The economics were the same that had driven Annapurna’s original pitch to AWS in 2013 and the same that had produced Norm Jouppi’s first TPU paper in 2017. Nvidia’s data-center GPUs ran at gross margins north of seventy-five percent, which meant a hyperscaler paying Nvidia’s price was paying roughly four dollars for every dollar of silicon Nvidia had spent. At the capex levels of the mid-2020s, that ratio represented tens of billions of dollars per company per year that was, in principle, recoverable through vertical integration. The recovery was not free. A custom chip required design teams in the high hundreds, software stacks that took years to mature, foundry slots at TSMC negotiated against Apple’s and Nvidia’s standing claims, and tape-out costs in the high tens of millions per generation. But at hyperscaler volumes, the math worked. SemiAnalysis calculated total-cost-of-ownership advantages for hyperscaler ASICs of forty percent and more on the workloads they had been designed for. The number depended on assumptions and on the workload. The direction of the number did not.

What the inflection meant for the underlying market was clearer than what it meant for the labs. Custom hyperscaler ASICs, side-business curiosities through 2022, were taking real, measurable, often majority share of frontier-class workloads at the labs that had committed to them. Anthropic was training Claude across a million Trainium2 chips, scaling toward another million Ironwood TPUs, with Nvidia capacity as the third lane. Google’s Gemini family was training largely on Trillium and now Ironwood. Apple Intelligence had trained on TPU v4 and v5p. Even where Nvidia’s GPUs remained the dominant accelerator, and they did by a wide margin for most workloads, the share of frontier compute that did not run on Nvidia silicon had grown from a rounding error to roughly a third in eighteen months. Bloomberg Intelligence projected, by late 2025, that Nvidia’s share of accelerator revenue would slip from eighty-six to seventy-five percent by 2026. SemiAnalysis was blunter: hyperscaler ASICs had crossed the line from research projects into production-load-bearing infrastructure, and the question was no longer whether custom silicon would matter but how much of the next generation of frontier AI would run on anything else.

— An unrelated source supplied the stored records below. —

PR #2944, opened 2020-07-01
Regression fixes for input system

akortunov:
1. Do not discard remnants, so it should be possible to move cursor at very high FPS, where amount movement is very small (and become 0 now due to integer cast).
2. Fix stupid copy-paste error which broke mouse relase injection.


psi29a:
Shit happens, glad it's fixed.

PR #2947, opened 2020-07-01
Clamp sound volume on settings update (fix #5507)

elsid:
https://gitlab.com/OpenMW/openmw/-/issues/5507

1. Put logic for volume clamping into a single place.
2. Move all volume settings related stuff into a separate class.

### DIFF
--- a/apps/openmw/mwsound/volumesettings.cpp
+++ b/apps/openmw/mwsound/volumesettings.cpp
@@ -1,0 +1,56 @@
+#include "volumesettings.hpp"
+
+#include <components/settings/settings.hpp>
+
+#include <algorithm>
+
+namespace MWSound
+{
+    namespace
+    {
+        float clamp(float value)
+        {
+            return std::max(0.0f, std::min(1.0f, value));
+        }
+    }
+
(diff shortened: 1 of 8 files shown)


apps/openmw/mwsound/volumesettings.cpp
```diff
@@ -0,0 +1,56 @@
...
+            case Type::Mask:
+                break;
+        }
+
+        return volume;
+    }
+
+    void VolumeSettings::update()
+    {
+        *this = VolumeSettings();
```
akortunov, line 54: Are you sure that such approach is going to work everywhere?

elsid: This is a call of an assignment operator. I can rewrite it as:
```c++
void VolumeSettings::update()
{
    operator=(VolumeSettings());
}
```
I don't see why this may cause problems.

I didn't want to use fill method, because it delays initialization and it's easier to miss a field.

psi29a:
Merge conflict. :(

elsid:
> Merge conflict. :(

Fixed

PR #2948, opened 2020-07-02
Replace SoundManager local static variables by fields

elsid:


apps/openmw/mwsound/soundmanagerimp.cpp
```diff
@@ -32,6 +32,8 @@ namespace MWSound
 {
     namespace
     {
+        const float sMinUpdateInterval = 1.0f / 30.0f;
```
kcat, line 35: `constexpr` would be better here.

elsid: Done

PR #2949, opened 2020-07-02
Choose next action for water sound in a separate function

elsid:
In general this allows to use playSound only once. But this became not very straight and more like experimental because this function has to return pointer to Sound_Buffer in one case. So I used boost::variant+visitor based on custom implementation of [overloaded](https://en.cppreference.com/w/cpp/utility/variant/visit) adjusted for C++14. If this is too much, I can do this without variant.

### DIFF
--- a/apps/openmw/mwsound/soundmanagerimp.cpp
+++ b/apps/openmw/mwsound/soundmanagerimp.cpp
@@ -892,48 +892,67 @@ namespace MWSound
         const ESM::Cell *curcell = player.getCell()->getCell();
         const auto update = mWaterSoundUpdater.update(player, *world);
 
+        WaterSoundAction action;
+        Sound_Buffer* sfx;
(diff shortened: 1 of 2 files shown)


kcat:
I'd strongly prefer not using Boost for this, or being overly complex that makes it difficult for the compiler to optimize. An `enum`+`Sound_Buffer*` pair should work just fine.

psi29a:
Please, no more boost. :)

If you need anything from C++17, feel free to flip that on in cmake and see if MacOS and MSVC2017 are happy. If so, then great.

psi29a:
std::variant is C++17, normally that should be supported by msvc2017 and macos xcode 10.3

akortunov:
As for me, it looks overcomplicated. Overloader, visitor and other stuff is not not really needed here and just make the code more complex without reason.

elsid:
Removed variant and releated stuff.

PR #2340, opened 2025-08-07
Update binary converters to JUnit 4

Mailaender:
Same us https://github.com/OpenChrom/openchrom/pull/681 with the prospect of updating this large battery of test cases to JUnit 5 later to run them in parallel because they account for a large chunk of build time.


akurtakov (approved):
Things look good.

PR #2348, opened 2025-08-09
Port model tests to JUnit 4.

Mailaender:
Part of the https://github.com/eclipse-chemclipse/chemclipse/pull/2340 series. Introduces the new `@Test(expected = Exception.class)` syntax. Also fixes a faulty test
```patch
-		assertEquals(418731, 13f, signals.getMaxSignal());
+		assertEquals(418731.12f, signals.getMaxSignal(), 0);
```
which compared a decimal place typo with the actual value as delta.


akurtakov:
FWIW, @Test(expected...) is removed in JUnit 5 so it's not good idea to start using it now. The JUnit 4 and 5 way is using assertThrows(). See https://docs.junit.org/current/user-guide/#migrating-from-junit4-tips .

Mailaender:
Replaced it with `assertThrows(Exception.class, () -> { });` instead.

akurtakov (approved):

PR #2388, opened 2025-08-22
Get rid of useless activators

akurtakov:


akurtakov:
There are more like these but it's good to limit the PR to reviewable size.

Mailaender (approved):

PR #2399, opened 2025-08-26
Drop PMD and CheckStyle

Mailaender:
These rules are neither displayed nor enforced.


akurtakov (approved):
Makes sense. Having unused parts of in poms just complicate things.

PR #2407, opened 2025-08-29
Try to improve backfolding performance

Mailaender:
[BackfoldingFilter_1_ITest](https://ci.eclipse.org/chemclipse/job/chemclipse/job/develop/4215/testReport/org.eclipse.chemclipse.chromatogram.msd.filter.supplier.backfolding.core/BackfoldingFilter_1_ITest/testApplyFilter_1/history/) takes 2 minutes on the Eclipse infrastructure to run. I can't reproduce the slowness locally however I have a hunch that `addIons` is slow as in https://github.com/eclipse-chemclipse/chemclipse/pull/1900. In fact we don't need to check if the ion already exists in the mass spectrum because we just cleared it and are re-adding the backfolded ones.


Mailaender:
It had no effect on the unit test runtime speed on Eclipse CI.

PR #2412, opened 2025-09-01
Add method to determine the trace type of a given text input.

eselmeister:
Traces shall be used in a generic way, but dependent on the underlying chromatogram type, e.g. TandemMS or HighResMS might be forced to be used.


eselmeister:
The license header has been checked manually. Valid.

PR #2417, opened 2025-09-02
Fix spello

lorenzgerber:


eselmeister:
I have checked the license header manually. It's ok and valid.

PR #2428, opened 2025-09-09
PC, Fold change plot, ComboViewers

lorenzgerber:


Mailaender:
Try reloading https://github.com/eclipse-chemclipse/chemclipse/blob/develop/chemclipse/releng/org.eclipse.chemclipse.utils/codestyles/ChemClipse-Formatter.xml

PR #2448, opened 2025-09-16
Use more subtle grid chart colors in both dark and bright mode

Mailaender:
The default colors chosen in https://github.com/eclipse-swtchart/swtchart/pull/509 are too intense.


eselmeister:
"Peak Traces" still looks messy:

image

Mailaender:
Fixed `Peak Traces` and `Peak Chart`.

PR #2479, opened 2025-09-23
Remove detector slope drift

Mailaender:
Strings are objects, while enums are internalized as small integer values. It also adds type safety.


Mailaender:
Also seems to be unused except for unit tests.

A decade earlier, the worry had been about a single chokepoint at TSMC’s most advanced node. Now there were many, layered: TSMC for wafers; SK Hynix and Samsung and Micron for HBM; ASML for the lithography behind both; Broadcom and Marvell for the ASIC design services Google and Amazon and Microsoft and Meta had outsourced; Nvidia for the system-level networking even custom-silicon shops had to license; Constellation, Vistra, and TVA for the megawatts. The hyperscalers had absorbed risk by going vertical into chip design. The frontier labs had absorbed risk by going wide across providers. Both groups had rebuilt their dependencies; neither had eliminated them.

The transformation, looked at from a distance, was a return rather than a revolution. The semiconductor industry Robert Noyce had founded at Fairchild had been vertically integrated by default; the fabless revolution of the 1980s and 1990s had broken that integration apart on the argument that no firm could afford to do everything anymore. The hyperscaler era had, on the design side, begun to put it back together. The manufacturing layer remained in Hsinchu and Tainan at the end of someone else’s contract, but the rest of the stack was once again being assembled inside single companies. The companies were no longer chip companies. They were cloud companies and lab companies that had concluded, after Jouppi’s 2017 paper landed in the literature and Annapurna’s engineers began shipping silicon out of Yokne’am, that being a cloud or a lab at scale meant being a chip company in everything but corporate description. By 2026, the companies that had not yet committed to that conclusion were the ones the rest of the industry was beginning to discount.